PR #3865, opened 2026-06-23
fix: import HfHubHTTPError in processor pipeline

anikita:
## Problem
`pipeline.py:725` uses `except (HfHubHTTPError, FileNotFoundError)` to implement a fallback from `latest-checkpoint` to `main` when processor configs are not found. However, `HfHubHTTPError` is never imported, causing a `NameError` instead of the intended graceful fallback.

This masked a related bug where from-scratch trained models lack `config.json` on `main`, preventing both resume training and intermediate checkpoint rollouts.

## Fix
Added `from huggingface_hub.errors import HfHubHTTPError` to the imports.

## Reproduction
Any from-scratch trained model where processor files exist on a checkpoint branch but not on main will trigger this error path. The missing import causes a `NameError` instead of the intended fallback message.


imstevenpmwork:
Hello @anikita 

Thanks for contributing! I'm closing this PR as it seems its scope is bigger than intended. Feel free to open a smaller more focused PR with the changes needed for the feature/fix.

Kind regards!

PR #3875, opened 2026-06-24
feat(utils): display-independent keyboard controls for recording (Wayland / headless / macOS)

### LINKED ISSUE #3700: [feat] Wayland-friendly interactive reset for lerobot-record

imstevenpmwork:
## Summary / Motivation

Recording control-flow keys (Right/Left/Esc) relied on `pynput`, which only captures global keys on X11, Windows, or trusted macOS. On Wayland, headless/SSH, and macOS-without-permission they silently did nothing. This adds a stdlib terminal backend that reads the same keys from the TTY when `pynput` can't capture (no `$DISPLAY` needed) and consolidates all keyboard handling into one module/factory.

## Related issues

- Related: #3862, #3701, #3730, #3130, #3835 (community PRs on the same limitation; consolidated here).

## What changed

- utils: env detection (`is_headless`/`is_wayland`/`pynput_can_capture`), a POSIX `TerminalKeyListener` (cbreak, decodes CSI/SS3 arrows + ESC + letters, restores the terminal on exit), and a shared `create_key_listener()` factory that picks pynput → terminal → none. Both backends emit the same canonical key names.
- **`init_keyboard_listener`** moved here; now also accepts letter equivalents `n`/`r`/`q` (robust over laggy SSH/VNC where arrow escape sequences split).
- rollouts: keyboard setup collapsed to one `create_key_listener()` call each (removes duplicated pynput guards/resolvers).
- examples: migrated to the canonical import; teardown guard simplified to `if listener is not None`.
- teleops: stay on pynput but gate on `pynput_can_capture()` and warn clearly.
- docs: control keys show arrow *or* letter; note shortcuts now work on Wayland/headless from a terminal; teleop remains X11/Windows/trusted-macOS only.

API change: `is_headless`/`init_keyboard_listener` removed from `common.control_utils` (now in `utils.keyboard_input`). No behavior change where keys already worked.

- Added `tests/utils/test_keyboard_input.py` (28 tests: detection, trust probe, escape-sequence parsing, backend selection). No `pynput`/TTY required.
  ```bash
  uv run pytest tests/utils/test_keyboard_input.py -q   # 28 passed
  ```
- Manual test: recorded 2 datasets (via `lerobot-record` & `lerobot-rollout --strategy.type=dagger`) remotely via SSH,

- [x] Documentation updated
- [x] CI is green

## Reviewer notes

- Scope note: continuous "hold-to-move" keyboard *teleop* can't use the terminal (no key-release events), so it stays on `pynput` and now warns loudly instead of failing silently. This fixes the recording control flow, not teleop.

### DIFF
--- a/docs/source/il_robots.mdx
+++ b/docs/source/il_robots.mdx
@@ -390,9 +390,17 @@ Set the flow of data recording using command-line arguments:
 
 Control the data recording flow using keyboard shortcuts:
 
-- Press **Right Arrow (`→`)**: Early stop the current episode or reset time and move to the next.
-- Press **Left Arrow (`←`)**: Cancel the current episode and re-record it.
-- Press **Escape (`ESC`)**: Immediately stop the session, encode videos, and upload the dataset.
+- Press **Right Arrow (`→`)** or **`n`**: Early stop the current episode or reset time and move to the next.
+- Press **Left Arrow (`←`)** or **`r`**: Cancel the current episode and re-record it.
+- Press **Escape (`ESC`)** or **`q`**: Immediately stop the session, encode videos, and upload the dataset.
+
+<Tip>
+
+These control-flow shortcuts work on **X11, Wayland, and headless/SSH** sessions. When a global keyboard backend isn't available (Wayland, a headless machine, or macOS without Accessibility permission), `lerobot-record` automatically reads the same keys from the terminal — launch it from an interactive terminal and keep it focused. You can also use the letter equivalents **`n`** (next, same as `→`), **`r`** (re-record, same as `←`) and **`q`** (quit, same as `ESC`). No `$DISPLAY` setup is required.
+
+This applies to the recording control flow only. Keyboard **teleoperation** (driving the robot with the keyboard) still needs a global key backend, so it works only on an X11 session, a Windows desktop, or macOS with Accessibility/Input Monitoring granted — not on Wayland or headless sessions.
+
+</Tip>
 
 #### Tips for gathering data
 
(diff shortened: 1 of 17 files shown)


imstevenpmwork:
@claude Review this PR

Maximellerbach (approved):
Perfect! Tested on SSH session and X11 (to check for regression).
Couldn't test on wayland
--
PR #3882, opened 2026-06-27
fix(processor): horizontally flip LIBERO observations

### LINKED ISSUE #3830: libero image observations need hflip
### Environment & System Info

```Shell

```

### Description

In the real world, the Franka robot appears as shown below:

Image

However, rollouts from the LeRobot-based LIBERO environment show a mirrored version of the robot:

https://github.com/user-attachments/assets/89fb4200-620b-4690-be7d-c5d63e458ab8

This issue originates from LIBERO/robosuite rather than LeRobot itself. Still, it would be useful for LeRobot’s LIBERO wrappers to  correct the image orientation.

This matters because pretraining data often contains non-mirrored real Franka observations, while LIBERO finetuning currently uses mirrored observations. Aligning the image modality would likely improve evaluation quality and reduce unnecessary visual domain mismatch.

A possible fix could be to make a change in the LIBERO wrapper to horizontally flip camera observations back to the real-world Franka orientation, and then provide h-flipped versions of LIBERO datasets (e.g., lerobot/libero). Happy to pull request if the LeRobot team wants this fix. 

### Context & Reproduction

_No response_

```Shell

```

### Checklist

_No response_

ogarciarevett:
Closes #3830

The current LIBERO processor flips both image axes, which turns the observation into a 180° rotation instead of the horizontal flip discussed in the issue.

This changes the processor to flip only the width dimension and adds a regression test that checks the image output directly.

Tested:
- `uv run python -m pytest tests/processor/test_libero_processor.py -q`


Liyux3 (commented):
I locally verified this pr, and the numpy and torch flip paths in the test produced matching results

§ TASK OBJECTIVE
Could you write out, exactly as they stand, only the lines above that begin at the line with "Recording control-flow keys" and stop after the line with "## Related issues"?

§ FINISHED TASK
Recording control-flow keys (Right/Left/Esc) relied on `pynput`, which only captures global keys on X11, Windows, or trusted macOS. On Wayland, headless/SSH, and macOS-without-permission they silently did nothing. This adds a stdlib terminal backend that reads the same keys from the TTY when `pynput` can't capture (no `$DISPLAY` needed) and consolidates all keyboard handling into one module/factory.

## Related issues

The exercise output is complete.